• [Prompt]: The answer must consist of each line below that contains the word "there", copied in full.

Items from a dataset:
==*==

PR #4938, opened 2020-02-20
[testMigration] Fix unhandleRejection in test-shim.ts

ramantehlan:
##  Before
DeepinScreenshot_select-area_20200220093314

## After
DeepinScreenshot_select-area_20200220092815

### DIFF
--- a/packages/mathjax/__tests__/provider.spec.tsx
+++ b/packages/mathjax/__tests__/provider.spec.tsx
@@ -4,8 +4,8 @@ import React from "react";
 import MathJaxContext from "../src/context";
 import MathJaxProvider from "../src/provider";
 
-describe("MathJaxProvider", () => {
-  it("renders without crashing", () => {
+describe("MathJaxProvider", () : void => {
+  it("renders without crashing", () :void => {
     const component = shallow(<MathJaxProvider>$x^2 + y = 3$</MathJaxProvider>);
     expect(component.find(MathJaxContext.Provider)).toHaveLength(1);
   });
--- a/packages/mathjax/__tests__/provider.spec.tsx
+++ b/packages/mathjax/__tests__/provider.spec.tsx
@@ -4,8 +4,8 @@ import React from "react";
 import MathJaxContext from "../src/context";
 import MathJaxProvider from "../src/provider";
 
-describe("MathJaxProvider", () : void => {
-  it("renders without crashing", () :void => {
+describe("MathJaxProvider", () => {
+  it("renders without crashing", () => {
     const component = shallow(<MathJaxProvider>$x^2 + y = 3$</MathJaxProvider>);
     expect(component.find(MathJaxContext.Provider)).toHaveLength(1);
   });
--- a/scripts/test-shim.ts
+++ b/scripts/test-shim.ts
@@ -38,8 +38,8 @@ const createContextualFragment = (html: string) => {
 Range.prototype.createContextualFragment = (html: string) =>
   createContextualFragment(html);
 
-  globalAny.window.URL.createObjectURL = function(): void {};
-  globalAny.window.focus = () => {};
+globalAny.window.URL.createObjectURL = function(): void {};
+globalAny.window.focus = () => {};
 
 // HACK: Polyfill that allows codemirror to render in a JSDOM env.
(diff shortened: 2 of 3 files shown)


scripts/test-shim.ts
```diff
@@ -36,11 +38,11 @@ const createContextualFragment = (html: string) => {
 Range.prototype.createContextualFragment = (html: string) =>
   createContextualFragment(html);
 
-global.window.URL.createObjectURL = function(): void {};
-global.window.focus = () => {};
+  globalAny.window.URL.createObjectURL = function(): void {};
```
captainsafia: Nit: Let's remove the indentation here.

scripts/test-shim.ts
```diff
@@ -54,7 +56,7 @@ global.window.document.createRange = function createRange() {
 // HACK: To test index.js
 document.querySelector = () => document.createElement("div");
 
-process.on("unhandledRejection", (error, promise) => {
+process.on("unhandledRejection", (error:any, promise:Promise<any>):void => {
```
captainsafia: Does this work if you type it as `error: any` or perhaps `Error & { stack: string }`? The `any` type isn't adding much value here.

Also for the `promise` type, what value is TypeScript resolving for it?

packages/mathjax/__tests__/provider.spec.tsx
```diff
@@ -4,8 +4,8 @@ import React from "react";
 import MathJaxContext from "../src/context";
 import MathJaxProvider from "../src/provider";
 
-describe("MathJaxProvider", () => {
-  it("renders without crashing", () => {
+describe("MathJaxProvider", () : void => {
```
captainsafia: I don't think we need to add this type here. TypeScript should be able to resolve it automagically. What happens if you remove it?

captainsafia (commented):
Left some comments inline.

packages/mathjax/__tests__/provider.spec.tsx
ramantehlan: Nothing happens, It's safe to remove.

scripts/test-shim.ts
ramantehlan: According to the docs(https://nodejs.org/api/process.html#process_event_unhandledrejection),  `error` aka `reason` can be of type `Error` or `any`, but when we type it as `Error` or don't type it, it throws the following error, only when I type it as `any` there is no error. 

DeepinScreenshot_select-area_20200220093314

For `promise`, there is no error if I type it or not. Should I remove it?

captainsafia: Yeah, I would remove it and let the type inference do the trick.

scripts/test-shim.ts
```diff
@@ -8,20 +8,22 @@
  * does not support them or has only a partial implementation.
  */
 
+const globalAny:any = global;
```
captainsafia: can we add an interface to type this? Typing it as `any` isn't pushing the needle on improving our types.

scripts/test-shim.ts
```diff
@@ -54,7 +56,7 @@ global.window.document.createRange = function createRange() {
 // HACK: To test index.js
 document.querySelector = () => document.createElement("div");
 
-process.on("unhandledRejection", (error, promise) => {
+process.on("unhandledRejection", (error:any, promise) => {
```
captainsafia, line 57: Does typing this as `Error & { stack: string }` not work?

captainsafia (commented):
Left some more comments inline. Ideally, we should be strictly typing things instead of relying on any.

scripts/test-shim.ts
ramantehlan: According to the docs, It can be of two types, `Error` and `any`, but it raises an error when typed `Error & { stack: string }` or just `Error`.

DeepinScreenshot_select-area_20200220084753


Ref: https://nodejs.org/api/process.html#process_event_unhandledrejection

scripts/test-shim.ts
ramantehlan: Done, interface already exist, but was missing some properties, I have added those properties.

captainsafia (approved):
Thanks for addressing the follow-ons!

==*==

• [Result for this exercise]:
ramantehlan: According to the docs(https://nodejs.org/api/process.html#process_event_unhandledrejection),  `error` aka `reason` can be of type `Error` or `any`, but when we type it as `Error` or don't type it, it throws the following error, only when I type it as `any` there is no error. 
For `promise`, there is no error if I type it or not. Should I remove it?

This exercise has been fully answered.